START MATERIAL SHOWN

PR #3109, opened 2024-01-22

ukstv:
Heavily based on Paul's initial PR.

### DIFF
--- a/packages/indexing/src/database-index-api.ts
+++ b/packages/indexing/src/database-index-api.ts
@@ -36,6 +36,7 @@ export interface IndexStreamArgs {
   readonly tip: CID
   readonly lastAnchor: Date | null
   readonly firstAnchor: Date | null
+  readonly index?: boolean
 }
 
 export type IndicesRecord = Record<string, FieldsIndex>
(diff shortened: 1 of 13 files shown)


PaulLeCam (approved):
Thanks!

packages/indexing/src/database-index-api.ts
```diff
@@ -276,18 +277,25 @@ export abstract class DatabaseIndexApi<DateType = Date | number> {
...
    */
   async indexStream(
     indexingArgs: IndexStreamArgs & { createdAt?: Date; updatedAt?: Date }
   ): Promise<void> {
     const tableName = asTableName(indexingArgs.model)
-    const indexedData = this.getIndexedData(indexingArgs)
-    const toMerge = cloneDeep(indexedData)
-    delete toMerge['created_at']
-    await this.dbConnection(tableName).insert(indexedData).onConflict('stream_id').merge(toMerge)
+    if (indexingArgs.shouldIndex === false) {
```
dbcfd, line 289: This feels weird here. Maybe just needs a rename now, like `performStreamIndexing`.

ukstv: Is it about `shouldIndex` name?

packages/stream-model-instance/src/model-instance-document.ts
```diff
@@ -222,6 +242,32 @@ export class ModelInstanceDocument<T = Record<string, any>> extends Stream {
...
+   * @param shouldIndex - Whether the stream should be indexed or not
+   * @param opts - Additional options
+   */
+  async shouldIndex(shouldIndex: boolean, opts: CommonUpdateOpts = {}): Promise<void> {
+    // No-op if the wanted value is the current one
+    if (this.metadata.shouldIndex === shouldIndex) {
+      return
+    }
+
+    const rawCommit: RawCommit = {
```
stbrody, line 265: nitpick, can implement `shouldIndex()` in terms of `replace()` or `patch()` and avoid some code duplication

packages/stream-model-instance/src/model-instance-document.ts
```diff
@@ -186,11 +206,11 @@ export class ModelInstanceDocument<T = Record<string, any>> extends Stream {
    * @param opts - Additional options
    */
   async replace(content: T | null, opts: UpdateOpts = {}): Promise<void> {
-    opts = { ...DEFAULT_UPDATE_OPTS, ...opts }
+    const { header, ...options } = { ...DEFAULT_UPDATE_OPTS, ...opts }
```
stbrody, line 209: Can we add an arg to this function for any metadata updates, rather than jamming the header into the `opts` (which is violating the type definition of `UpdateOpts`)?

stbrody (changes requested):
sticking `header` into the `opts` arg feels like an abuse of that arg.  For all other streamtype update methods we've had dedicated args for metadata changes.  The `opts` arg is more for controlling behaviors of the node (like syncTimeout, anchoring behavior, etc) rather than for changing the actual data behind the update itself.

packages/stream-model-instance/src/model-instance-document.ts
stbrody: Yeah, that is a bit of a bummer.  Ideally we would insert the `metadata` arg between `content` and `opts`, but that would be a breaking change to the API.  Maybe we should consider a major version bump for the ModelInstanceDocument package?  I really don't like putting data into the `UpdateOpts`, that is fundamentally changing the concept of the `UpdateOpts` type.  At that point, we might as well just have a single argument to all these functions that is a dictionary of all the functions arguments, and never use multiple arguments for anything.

END MATERIAL SHOWN

Restate all of the lines in the material exactly as they are.

→ ANSWER SECTION
PR #3109, opened 2024-01-22

ukstv:
Heavily based on Paul's initial PR.

### DIFF
--- a/packages/indexing/src/database-index-api.ts
+++ b/packages/indexing/src/database-index-api.ts
@@ -36,6 +36,7 @@ export interface IndexStreamArgs {
   readonly tip: CID
   readonly lastAnchor: Date | null
   readonly firstAnchor: Date | null
+  readonly index?: boolean
 }
 
 export type IndicesRecord = Record<string, FieldsIndex>
(diff shortened: 1 of 13 files shown)


PaulLeCam (approved):
Thanks!

packages/indexing/src/database-index-api.ts
```diff
@@ -276,18 +277,25 @@ export abstract class DatabaseIndexApi<DateType = Date | number> {
...
    */
   async indexStream(
     indexingArgs: IndexStreamArgs & { createdAt?: Date; updatedAt?: Date }
   ): Promise<void> {
     const tableName = asTableName(indexingArgs.model)
-    const indexedData = this.getIndexedData(indexingArgs)
-    const toMerge = cloneDeep(indexedData)
-    delete toMerge['created_at']
-    await this.dbConnection(tableName).insert(indexedData).onConflict('stream_id').merge(toMerge)
+    if (indexingArgs.shouldIndex === false) {
```
dbcfd, line 289: This feels weird here. Maybe just needs a rename now, like `performStreamIndexing`.

ukstv: Is it about `shouldIndex` name?

packages/stream-model-instance/src/model-instance-document.ts
```diff
@@ -222,6 +242,32 @@ export class ModelInstanceDocument<T = Record<string, any>> extends Stream {
...
+   * @param shouldIndex - Whether the stream should be indexed or not
+   * @param opts - Additional options
+   */
+  async shouldIndex(shouldIndex: boolean, opts: CommonUpdateOpts = {}): Promise<void> {
+    // No-op if the wanted value is the current one
+    if (this.metadata.shouldIndex === shouldIndex) {
+      return
+    }
+
+    const rawCommit: RawCommit = {
```
stbrody, line 265: nitpick, can implement `shouldIndex()` in terms of `replace()` or `patch()` and avoid some code duplication

packages/stream-model-instance/src/model-instance-document.ts
```diff
@@ -186,11 +206,11 @@ export class ModelInstanceDocument<T = Record<string, any>> extends Stream {
    * @param opts - Additional options
    */
   async replace(content: T | null, opts: UpdateOpts = {}): Promise<void> {
-    opts = { ...DEFAULT_UPDATE_OPTS, ...opts }
+    const { header, ...options } = { ...DEFAULT_UPDATE_OPTS, ...opts }
```
stbrody, line 209: Can we add an arg to this function for any metadata updates, rather than jamming the header into the `opts` (which is violating the type definition of `UpdateOpts`)?

stbrody (changes requested):
sticking `header` into the `opts` arg feels like an abuse of that arg.  For all other streamtype update methods we've had dedicated args for metadata changes.  The `opts` arg is more for controlling behaviors of the node (like syncTimeout, anchoring behavior, etc) rather than for changing the actual data behind the update itself.

packages/stream-model-instance/src/model-instance-document.ts
stbrody: Yeah, that is a bit of a bummer.  Ideally we would insert the `metadata` arg between `content` and `opts`, but that would be a breaking change to the API.  Maybe we should consider a major version bump for the ModelInstanceDocument package?  I really don't like putting data into the `UpdateOpts`, that is fundamentally changing the concept of the `UpdateOpts` type.  At that point, we might as well just have a single argument to all these functions that is a dictionary of all the functions arguments, and never use multiple arguments for anything.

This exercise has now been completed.